Its a shame as Trax is slowly turning into the same kinda scene. I have moved more towards the proper enthusiast shows now, much better atmosphere and not full of chavs, just people who appreciate the car for what it is and not asking you to rev your engine! :lol:


----------



## minimadgriff (Jul 8, 2007)

OCDDetailer said:


> *Its a shame as Trax is slowly turning into the same kinda scene.* I have moved more towards the proper enthusiast shows now, much better atmosphere and not full of chavs, just people who appreciate the car for what it is and not asking you to rev your engine! :lol:


Turning into??? Way past that! I last went back in 2003 and it was full of chavvd up crap wagons!
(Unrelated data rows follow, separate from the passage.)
PR #89306, opened 2021-09-27
thread: implements available_concurrency on haiku

devnexen:


nagisa:
Seems reasonable to me.

@bors r+

nielx:
This change does not compile and is incorrect.

- mem::zeroed() is unsafe, see compiler error message below.
- `system_info()` returns a `status_t` indicating the error code or B_OK. It does not set `errno`, thus calling `io::Error::last_os_error()` will give a previous unrelated error code.

@devnexen are you okay to fix this?

{{{
error[E0133]: call to unsafe function is unsafe and requires unsafe function or block
   --> library/std/src/sys/unix/thread.rs:342:48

Hope they get the Impreza back, the problem with racing cars is they don't have any security, if you can work out how to start them, then your away.

More than likely joy riders, as proffesional car theives wouldn't usually drive a car like that in the open on the M25, far too risky!

Security at car shows is shocking! You only have to look at how many cars get stolen/stripped at car shows held at Donnington Park!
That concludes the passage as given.